Trollfest '09 is a pet-friendly event as well. Feel free to bring your dog with you and do not worry if your pet gets hungry, as employees of the Jackson Zoo will be on hand to provide some of their animals as food when it gets to be feeding time for your little loved one.

Relax at the Fox News Tent. Since there are only three blonde reporters in Jackson (being blonde is a requirement for working at Fox News), Megan and Kathryn from WAPT and Wendy from WLBT will be on loan to Fox. To gain admittance to the VIP section, bring either your Republican Party ID card or a Rebel Flag. Bringing both and a torn-up Obama yard sign will entitle you to free drinks served by Megan, Wendy, and Kathryn. Get your tickets now. Since this is an event for trolls, no ID is required. Just bring the hate. Bring the family, Trollfest '09 is for EVERYONE!!!

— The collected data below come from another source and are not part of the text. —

PR #1212, opened 2021-12-21
Prelim results added for survival analysis 

runjin326:
This PR addresses the discussion we have in [this PR](https://github.com/AlexsLemonade/OpenPBTA-analysis/pull/1208)

#### What was your approach?
Currently, the notebook only does univariate analysis for the following:
- TP53 classifier score (as a continuous variable)
- EXTEND score (as a continuous variable)
- Cancer group, removing cancer groups with less than 10 samples
- HGG vs. non-HGG

The cox regression cannot be plotted but the pvals were output.
And for categorical variables (point 3 and 4), the survival plots were generated. 

NA

I did not use the `survival_analysis` function in the notebook to make things easier - please check to see whether function to fit survival model and generate plots make sense.

1. Based on the results - it looks like disease label definitely have an effect on survival (as well as tp53 score and telomerase activity). What would we use as disease label for the multivariate analysis?
2. Any additional analysis that would be of interest? Should we set up the forest plot?

Yes.

Plots 
```
coxph_survival_per_hgg_group.png
coxph_survival_per_short_histology.png
```
	
Results
```
cox_reg_results_per_telomerase_score.tsv
cox_reg_results_per_tp53_score.tsv
log_rank_survival_per_short_histology.RDS
log_rank_survival_per_hgg_group.RDS
```

Looks like all 4 models that we looked at generated significant results. 

#### Documentation Checklist


jaclyn-taroni:
I'm going to take the first look at this and then I'll loop in @envest for thoughts on next steps!

analyses/survival-analysis/survival-analysis_histology.Rmd
```diff
@@ -0,0 +1,202 @@
...
+  meta_data <- meta_data_list[[i]]
+  
+  # define model
+  model <- paste0("survival::Surv(OS_days, OS_status_fixed) ~ ", ind_var)
+  
+  # run survival analysis
+  fit <- survival::survdiff(formula(model),
+                            data = meta_data)
+  # Obtain p value for Chi-Squared stat
+  fit$p.value <- pchisq(fit$chisq, df = 1, lower = FALSE)
```
jaclyn-taroni, line 164: Seems like this might be a more general solution we can use in the future analyses ([ref](https://stackoverflow.com/questions/36368652/how-to-get-survdiff-returned-p-value/36369255)) ?

```suggestion
  fit$p.value <- pchisq(fit$chisq, df = length(diff$n) - 1, lower = FALSE)
```

analyses/survival-analysis/survival-analysis_histology.Rmd
```diff
@@ -0,0 +1,202 @@
...
+
+```
+ 
+## Cox Regression 
+
+### TP53 scores & Telomerase score - results
+```{r Run Cox regression model for tp53 and telomerase}
+# run the model with different covariates
+for(ind_var in c("tp53_score", "telomerase_score")){
+  model <- paste0("survival::Surv(OS_days, OS_status_fixed) ~ ", ind_var)
```
jaclyn-taroni, line 112: Based on the `survival` docs, the ordering for the arguments is not super clear to me so that's a case for making this more explicit IMO

```suggestion
  model <- paste0("survival::Surv(time = OS_days, event = OS_status_fixed) ~ ", ind_var)
```

That's your intention, correct?

analyses/survival-analysis/survival-analysis_histology.Rmd
```diff
@@ -0,0 +1,202 @@
...
+  # Make this plot a combined plot
+  surv_plot_coxph <- cowplot::plot_grid(plot_coxph[[1]], 
+                                        plot_coxph[[2]], 
+                                        nrow = 2, 
+                                        rel_heights = c(2.5, 2.5))
+  
+  print(surv_plot_coxph)
+  
+  # Save the plot
+  cowplot::save_plot(filename = file.path(plots_dir, paste0("coxph_survival_per_", ind_var, ".png")), plot = surv_plot_coxph)
```
jaclyn-taroni, line 193: Although I don't think we should worry much about polishing these plots, I think we should aim to get these to a point where they can be interpreted by (pull request) reviewers. They are a little smushed at the moment – I think changing the width and height could go a long way, but I might also try not making this a combined figure.

analyses/survival-analysis/survival-analysis_histology.Rmd
```diff
@@ -0,0 +1,202 @@
...
+  # Obtain p value for Chi-Squared stat
+  fit$p.value <- pchisq(fit$chisq, df = 1, lower = FALSE)
+  
+  print(fit)
+  # save the output
+  saveRDS(fit, file.path(results_dir, paste0("log_rank_survival_per_", ind_var, ".RDS")))
+  
+  # generate plots fit
+  fit_plot <- survfit(formula(model), data = meta_data)
+  plot_coxph <- survminer::ggsurvplot(fit_plot,
```
jaclyn-taroni, line 172: I think the name of this variable is somewhat misleading -- I would expect `coxph()` followed by `survfit()` rather than `survdiff()` and `survfit()`

analyses/survival-analysis/survival-analysis_histology.Rmd
```diff
@@ -0,0 +1,202 @@
...
+
+## Import the metadata
+
+```{r Read in metadata}
+# read in histologies file
+indep_rna <- readr::read_tsv(indep_file)
+
+# remove cell lines by selecting only solid tissue
+histologies <- readr::read_tsv(metadata_file, guess_max = 10000) %>%
+ dplyr::filter(composition=="Solid Tissue" & tumor_descriptor == "Initial CNS Tumor") %>%
```
jaclyn-taroni, line 78: Can you add a comment about why we're filtering by `tumor_description == "Initial CNS Tumor"` here please? I kind of expect that this is equivalent to the primary list of RNA-seq specimens?

jaclyn-taroni (commented):
Thank you @runjin326! I've taken a first look and made some comments that are based on my knowledge of the project (e.g., what disease label to use) and what I found by reading the `survival` documentation. At this point, I will request a review from @envest. 

@envest, please take a look at the survival analysis to verify correctness. I will also direct your attention to this comment, where we explain a bit behind what we're hoping to accomplish with these analyses overall: https://github.com/AlexsLemonade/OpenPBTA-analysis/pull/1208#issuecomment-996356663

Given what we're interested in and these results, can you advise us on how we should set up the multivariate analyses? Let us know if you have any questions and thanks very much for your help! 😄

analyses/survival-analysis/run_survival.sh
```diff
@@ -8,5 +8,6 @@ set -e
 set -o pipefail
```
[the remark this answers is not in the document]
runjin326: sure - fixed both.

analyses/survival-analysis/survival-analysis_histology.Rmd
```diff
@@ -0,0 +1,202 @@
...
+
+## Log Rank analysis 
+
+### Categorical variable cancer group and HGG or not 
+```{r}
+# separate into HGG or non-HGG
+meta_indep <- meta_indep %>% 
+  dplyr::mutate(hgg_group = case_when(
+    short_histology == "HGAT" ~ "HGAT",
+    short_histology != "HGAT" ~ "non-HGAT"
```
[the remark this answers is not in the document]
runjin326: I modified this to use cancer group - basically HGAT matches HGG, DIPG and DMG.

analyses/survival-analysis/survival-analysis_histology.Rmd
```diff
@@ -0,0 +1,202 @@
...
+  ))
+
+# filter to contain only samples in short histology that that have >=10 samples
+meta_indep_sh_filtered <- meta_indep %>% 
+  dplyr::group_by(short_histology) %>% 
+  dplyr::mutate(n_cg = n()) %>% 
+  dplyr::filter(n_cg >=10)
```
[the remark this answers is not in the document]
runjin326: We don't have to use a separate data frame - I modified to have a column showing only cancer group when the n_cg >=10. I did not use and subset though - I think NA would automatically be filtered and not used? But it needs to be confirmed.

analyses/survival-analysis/survival-analysis_histology.Rmd
```diff
@@ -0,0 +1,202 @@
...
+```{r}
+ind_var_list <- c("hgg_group", "short_histology")
+meta_data_list <- list(meta_indep, meta_indep_sh_filtered)
+
+for(i in 1:length(ind_var_list)){
+  ind_var <- ind_var_list[i]
+  meta_data <- meta_data_list[[i]]
+  
+  # define model
+  model <- paste0("survival::Surv(OS_days, OS_status_fixed) ~ ", ind_var)
```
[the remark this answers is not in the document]
runjin326: yes - corrected.

analyses/survival-analysis/survival-analysis_histology.Rmd
runjin326: I modified to `length(fit$n)-1` - should be correct now.

analyses/survival-analysis/survival-analysis_histology.Rmd
runjin326: yes - corrected.

analyses/survival-analysis/survival-analysis_histology.Rmd
```diff
@@ -0,0 +1,202 @@
...
+
+This notebook will do the following survival analysis
+1. Univariant analysis 
+- TP53 classifier score (as a continuous variable)
+- EXTEND score (as a continuous variable)
+- Cancer group, removing cancer groups with less than 10 samples
+- HGG vs. non-HGG
+
+2. Multivariant analysis
+- TP53 classifier score, EXTEND score and whatever disease label we determine is appropriate
```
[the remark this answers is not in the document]
runjin326: corrected.

analyses/survival-analysis/survival-analysis_histology.Rmd
runjin326: Yes - this is equivalent to primary list of RNA-seq specimens. I think this filter is as a safe guard? Need input from @jharenza.

analyses/survival-analysis/survival-analysis_histology.Rmd
runjin326: This is actually just for plotting purposes - if I use `survdiff()` fit as the input for `ggsurvplot`, it is not taking it. So the results from coxph are stored as RDS but the plotting is largely Kaplan Meier. This might not be the right way to do it and feedback is appreciated!

analyses/survival-analysis/survival-analysis_histology.Rmd
runjin326: Yes - I have now split them into two plots, move the legends to the right for the survival plots and remove color legend for the risk table. Still not perfect but now we can see all the legends.

analyses/survival-analysis/survival-analysis_histology.Rmd
```diff
@@ -0,0 +1,202 @@
...
+# separate into HGG or non-HGG
+meta_indep <- meta_indep %>% 
+  dplyr::mutate(hgg_group = case_when(
+    short_histology == "HGAT" ~ "HGAT",
+    short_histology != "HGAT" ~ "non-HGAT"
+  ))
+
+# filter to contain only samples in short histology that that have >=10 samples
+meta_indep_sh_filtered <- meta_indep %>% 
+  dplyr::group_by(short_histology) %>%
```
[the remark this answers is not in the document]
runjin326: Yes - modified to cancer group now.

analyses/survival-analysis/survival-analysis_histology.Rmd
runjin326: Oh sorry - I missed your point. Yes this is actually not coxph and it is log.rank. I renamed the plots now to match.
Additionally, I also add `hgg_group` and `cancer_group` to the coxph analysis and plotted out the results (although there are no groups to compare and just one survival line). For some reason, I was under the impression that coxph is best for continuous and log rank for categorical but now I included categorical variable in the for loop as well.

jaclyn-taroni: I'm not sure which is considered "better/best" for categorical data. I'm fairly convinced we will not be showing any univariate results based on what you have here – we'll have to go with multivariate which will necessarily be Cox.

analyses/survival-analysis/survival-analysis_histology.Rmd
```diff
@@ -0,0 +1,219 @@
...
+  print(ggpar(plot_logrank[[2]], font.legend=6))
+
+  dev.off()
+
+  print(ggpar(plot_logrank[[1]], font.legend=6, legend="right"))
+  print(ggpar(plot_logrank[[2]], font.legend=6))
+}
+
+```
+
```
envest, line 214: It will be nice to keep the univariate analysis above, with the the potential modification of also testing broad histology as an additional univariate predictor. Here is where we can dive into the multivariate analysis, specifically with `tp53_score + telomerase_score + hgg_group` as the model parameters, or maybe tp53_score + telomerase_score + broad_histology` as an additional thing to try.

Once that model is fit, I like `survminer::ggforest()` as a solid visualization tool for Cox PH models.

As a reader, I would also be interested to know what the bivariate distribution of tp53_score and telomerase_score looks like, stratified by HGAT status. A 2D density plot with different colors for HGAT status comes to mind. 🤔

analyses/survival-analysis/survival-analysis_histology.Rmd
```diff
@@ -0,0 +1,219 @@
...
+  dev.off()
+
+  print(ggpar(plot_coxph[[1]], font.legend=6, legend="right"))
+  print(ggpar(plot_coxph[[2]], font.legend=6))
+}
+
+```
+
+## Log Rank analysis
```
envest, line 168: This is great to keep around for the exploratory evidence stage. The interpretation of logrank can become challenging with more than two groups, like in `cancer_group_over10`.

envest (commented):
I have read though this analysis and examined the various outputs. The progress on univariate analysis looks useful to me, as this exploratory analysis has revealed some potential issues around model convergence.

I think based on this work, I am confident that adding multivariate analysis with HGAT status will be the next big step tackle. I also left some comments about trying with broad histology instead of cancer group. I'm excited to stay involved and contribute to the conversation!

analyses/survival-analysis/survival-analysis_histology.Rmd
```diff
@@ -0,0 +1,219 @@
+---
+title: "Survival analysis by TP53 and telomerase activity"
+output: html_notebook
+---
+
+This notebook will do the following survival analysis
+1. Univariate analysis 
+- TP53 classifier score (as a continuous variable)
+- EXTEND score (as a continuous variable)
+- Cancer group, removing cancer groups with less than 10 samples
```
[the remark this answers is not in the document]
jaclyn-taroni: Thanks @envest! I was thinking we can use the groups that we use for broad histology display. More specifically, we can use the `broad_histology_display` in `figures/palettes/broad_histology_cancer_group_palette.tsv`, which lumps together broad histologies that do not have at least one cancer group with n >= 10 nested within them into `Other`, for a total of 12 different categories.

analyses/survival-analysis/survival-analysis_histology.Rmd
runjin326: @envest, I have now ran multivariate analysis for `tp53_score + telomerase_score + hgg_group` as well as `tp53_score + telomerase_score + broad_histology` and add `ggforest` for display. It looks like that second analysis had some issues with converging and the figure is not showing - advice on how to solve that will be appreciated.

analyses/survival-analysis/survival-analysis_histology.Rmd
```diff
@@ -0,0 +1,219 @@
...
+### TP53 scores & Telomerase score - results
+```{r Run Cox regression model for tp53 and telomerase for all covariates}
+# run the model with different covariates
+for(ind_var in c("tp53_score", "telomerase_score", "cancer_group_over10", "hgg_group")){
+  model <- paste0("survival::Surv(time = OS_days, event = OS_status_fixed) ~ ", ind_var)
+  
+  fit <- survival::coxph(
+        formula(model),
+        data = meta_indep
+      )
```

This is definitely a Beaver production.


Note: Security provided by INS.

Trollfest '07

Jackson Jambalaya is the home of Trollfest '07. Catch this great event which promises to leave NE Jackson & Fondren in flames. Sonjay Poontang and his band headline the night with a special steel cage, no time limit "loser must leave town" bout between Alan Lange and "Big Cat"Donna Ladd following afterwards. Kamikaze will perform his new song F*** Bush, he's still a _____. Did I mention there was no referee? Dr. Heddy Matthias and Lori Gregory will face off in the undercard dueling with dangling participles and other um, devices. Robbie Bell will perform Her two latest songs: My Best Friends are in the Media and Mama's, Don't Let Your Babies Grow up to be George Bell. Sid Salter of The Clarion-Ledger will host "Pin the Tail on the Trial Lawyer", sponsored by State Farm.

There will be a hugging booth where in exchange for your young son, Frank Melton will give you a loooong hug. Trollfest will have a dunking booth where Muhammed the terrorist will curse you to Allah as you try to hit a target that will drop him into a vat of pig grease. However, in the true spirit of Separate But Equal, Don Imus and someone from NE Jackson will also sit in the dunking booth for an equal amount of time. Tom Head will give a reading for two hours on why he can't figure out who the hell he is. Cliff Cargill will give lessons with his .80 caliber desert eagle, using Frank Melton photos as targets. Tackleberry will be on hand for an autograph session. KIM Waaaaaade will be passing out free titles and deeds to crackhouses formerly owned by The Wood Street Players.

If you get tired come relax at the Fox News Tent. To gain admittance to the VIP section, bring either your Republican Party ID card or a Rebel Flag. Bringing both will entitle you to free drinks.Get your tickets now. Since this is an event for trolls, no ID is required, just bring the hate. Bring the family, Trollfest '07 is for EVERYONE!!!

This is definitely a Beaver production.

Note: Security provided by INS
.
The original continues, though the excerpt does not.